PR #4270, opened 2025-12-01
Enable orchestration environment restarts for dynamic pipelines

schustmi:
## Describe changes
This PR adds support for restarting the orchestrator environment when running dynamic pipelines. For orchestrators to support this, they must implement restarts of the orchestration container, and additionally also make sure that the `get_orchestrator_run_id()` method returns the same value even after a restart. This is currently only implemented for the Kubernetes orchestrator.

**Technical implementation details:**
- When restarting the orchestration environment, we re-execute the pipeline function
- When a step function is executed, we first check if a step run for the given invocation ID already exists
  - If a step run exists, we either return its results (in case it finished) or restart monitoring (in case it's still running). If the step is running in `inline` mode, we instead mark it as failed and potentially retry it.
  - If no step run exists, we run it as usual

## Pre-requisites

## Types of changes

### DIFF
--- a/src/zenml/execution/pipeline/dynamic/runner.py
+++ b/src/zenml/execution/pipeline/dynamic/runner.py
@@ -185,6 +185,9 @@ class DynamicPipelineRunner:
     def run_pipeline(self) -> None:
         """Run the pipeline."""
         if self._run:
+            if self._run.status.is_finished:
+                logger.info("Run `%s` is already finished.", str(self._run.id))
+                return
             if self._run.orchestrator_run_id:
                 logger.info("Continuing existing run `%s`.", str(self._run.id))
                 run = self._run
@@ -360,9 +363,9 @@ class DynamicPipelineRunner:
         )
 
         should_retry = _should_retry_locally(
-            compiled_step,
-            self._snapshot.pipeline_configuration.docker_settings,
-            self._orchestrator,
+            step=compiled_step,
+            pipeline_docker_settings=self._snapshot.pipeline_configuration.docker_settings,
+            orchestrator=self._orchestrator,
         )
 
         def _launch_step_and_load_outputs(
@@ -399,6 +402,7 @@ class DynamicPipelineRunner:
             runtime = get_step_runtime(
                 step_config=compiled_step.config,
                 pipeline_docker_settings=self._snapshot.pipeline_configuration.docker_settings,
+                orchestrator=self._orchestrator,
             )
             if (
                 runtime == StepRuntime.INLINE
@@ -425,7 +429,7 @@ class DynamicPipelineRunner:
             if step_run.status == ExecutionStatus.RUNNING:
                 logger.info(
                     "Restarting the monitoring of existing step `%s` "
-                    "(step run ID: %s). Remaining retries: %d",
+                    "(ID: %s). Remaining retries: %d",
                     step_run.name,
                     step_run.id,
                     remaining_retries,


src/zenml/enums.py
```diff
@@ -103,6 +105,7 @@ def is_finished(self) -> bool:
             ExecutionStatus.FAILED,
             ExecutionStatus.COMPLETED,
             ExecutionStatus.CACHED,
+            ExecutionStatus.RETRYING,
```
stefannica: Are you sure? this doesn't sound like a final state that should be interpreted as an execution completion.

src/zenml/integrations/kubernetes/orchestrators/kubernetes_orchestrator.py
```diff
@@ -972,9 +967,27 @@ def get_orchestrator_run_id(self) -> str:
...
+                    namespace=self.config.kubernetes_namespace,
+                )
+            except Exception as e:
+                logger.warning(
+                    "Failed to fetch orchestrator job name. Using pod name as "
+                    "fallback, which may cause issues if the orchestrator pod "
+                    "is restarted. Error: %s",
+                    e,
+                )
+            return orchestrator_run_id or pod_name
```
stefannica, line 1010: This is fine, but personally I am getting tired of this cat-mouse game we have to play to magically arrange for all environments related to the same pipeline run to get the same orchestrator run id.

Correct me if I'm wrong, but the only reason we need to have this orchestrator run ID in addition to the actual pipeline run ID to uniquely identify a run is schedules. I really hope with the upcoming native schedules support, we can get rid of this awkward orchestrator run ID concept.

src/zenml/execution/pipeline/dynamic/outputs.py
```diff
@@ -34,7 +35,27 @@ class OutputArtifact(ArtifactVersionResponse):
 StepRunOutputs = Union[None, OutputArtifact, Tuple[OutputArtifact, ...]]
 
 
-class _BaseStepRunFuture:
+class BaseFuture:
```
stefannica:
```suggestion
class BaseFuture(ABC):
```

IIRC, without this, you won't catch child classes that don't implement all abstract methods.

src/zenml/execution/pipeline/dynamic/utils.py
```diff
@@ -46,3 +55,31 @@ def unmapped(value: T) -> _Unmapped[T]:
...
+            return step_run
+
+        logger.debug(
+            "Waiting for step run with ID %s to finish (current status: %s)",
+            step_run_id,
+            step_run.status,
+        )
+        time.sleep(sleep_interval)
+        if sleep_interval < max_sleep_interval:
+            sleep_interval *= 2
```
stefannica, line 86: thanks for using an exponential backoff here !

src/zenml/execution/pipeline/dynamic/runner.py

* Your goal:
Copy the records above exactly, leaving nothing out.

* Response to the exercise:
PR #4270, opened 2025-12-01
Enable orchestration environment restarts for dynamic pipelines

schustmi:
## Describe changes
This PR adds support for restarting the orchestrator environment when running dynamic pipelines. For orchestrators to support this, they must implement restarts of the orchestration container, and additionally also make sure that the `get_orchestrator_run_id()` method returns the same value even after a restart. This is currently only implemented for the Kubernetes orchestrator.

**Technical implementation details:**
- When restarting the orchestration environment, we re-execute the pipeline function
- When a step function is executed, we first check if a step run for the given invocation ID already exists
  - If a step run exists, we either return its results (in case it finished) or restart monitoring (in case it's still running). If the step is running in `inline` mode, we instead mark it as failed and potentially retry it.
  - If no step run exists, we run it as usual

## Pre-requisites

## Types of changes

### DIFF
--- a/src/zenml/execution/pipeline/dynamic/runner.py
+++ b/src/zenml/execution/pipeline/dynamic/runner.py
@@ -185,6 +185,9 @@ class DynamicPipelineRunner:
     def run_pipeline(self) -> None:
         """Run the pipeline."""
         if self._run:
+            if self._run.status.is_finished:
+                logger.info("Run `%s` is already finished.", str(self._run.id))
+                return
             if self._run.orchestrator_run_id:
                 logger.info("Continuing existing run `%s`.", str(self._run.id))
                 run = self._run
@@ -360,9 +363,9 @@ class DynamicPipelineRunner:
         )
 
         should_retry = _should_retry_locally(
-            compiled_step,
-            self._snapshot.pipeline_configuration.docker_settings,
-            self._orchestrator,
+            step=compiled_step,
+            pipeline_docker_settings=self._snapshot.pipeline_configuration.docker_settings,
+            orchestrator=self._orchestrator,
         )
 
         def _launch_step_and_load_outputs(
@@ -399,6 +402,7 @@ class DynamicPipelineRunner:
             runtime = get_step_runtime(
                 step_config=compiled_step.config,
                 pipeline_docker_settings=self._snapshot.pipeline_configuration.docker_settings,
+                orchestrator=self._orchestrator,
             )
             if (
                 runtime == StepRuntime.INLINE
@@ -425,7 +429,7 @@ class DynamicPipelineRunner:
             if step_run.status == ExecutionStatus.RUNNING:
                 logger.info(
                     "Restarting the monitoring of existing step `%s` "
-                    "(step run ID: %s). Remaining retries: %d",
+                    "(ID: %s). Remaining retries: %d",
                     step_run.name,
                     step_run.id,
                     remaining_retries,


src/zenml/enums.py
```diff
@@ -103,6 +105,7 @@ def is_finished(self) -> bool:
             ExecutionStatus.FAILED,
             ExecutionStatus.COMPLETED,
             ExecutionStatus.CACHED,
+            ExecutionStatus.RETRYING,
```
stefannica: Are you sure? this doesn't sound like a final state that should be interpreted as an execution completion.

src/zenml/integrations/kubernetes/orchestrators/kubernetes_orchestrator.py
```diff
@@ -972,9 +967,27 @@ def get_orchestrator_run_id(self) -> str:
...
+                    namespace=self.config.kubernetes_namespace,
+                )
+            except Exception as e:
+                logger.warning(
+                    "Failed to fetch orchestrator job name. Using pod name as "
+                    "fallback, which may cause issues if the orchestrator pod "
+                    "is restarted. Error: %s",
+                    e,
+                )
+            return orchestrator_run_id or pod_name
```
stefannica, line 1010: This is fine, but personally I am getting tired of this cat-mouse game we have to play to magically arrange for all environments related to the same pipeline run to get the same orchestrator run id.

Correct me if I'm wrong, but the only reason we need to have this orchestrator run ID in addition to the actual pipeline run ID to uniquely identify a run is schedules. I really hope with the upcoming native schedules support, we can get rid of this awkward orchestrator run ID concept.

src/zenml/execution/pipeline/dynamic/outputs.py
```diff
@@ -34,7 +35,27 @@ class OutputArtifact(ArtifactVersionResponse):
 StepRunOutputs = Union[None, OutputArtifact, Tuple[OutputArtifact, ...]]
 
 
-class _BaseStepRunFuture:
+class BaseFuture:
```
stefannica:
```suggestion
class BaseFuture(ABC):
```

IIRC, without this, you won't catch child classes that don't implement all abstract methods.

src/zenml/execution/pipeline/dynamic/utils.py
```diff
@@ -46,3 +55,31 @@ def unmapped(value: T) -> _Unmapped[T]:
...
+            return step_run
+
+        logger.debug(
+            "Waiting for step run with ID %s to finish (current status: %s)",
+            step_run_id,
+            step_run.status,
+        )
+        time.sleep(sleep_interval)
+        if sleep_interval < max_sleep_interval:
+            sleep_interval *= 2
```
stefannica, line 86: thanks for using an exponential backoff here !

src/zenml/execution/pipeline/dynamic/runner.py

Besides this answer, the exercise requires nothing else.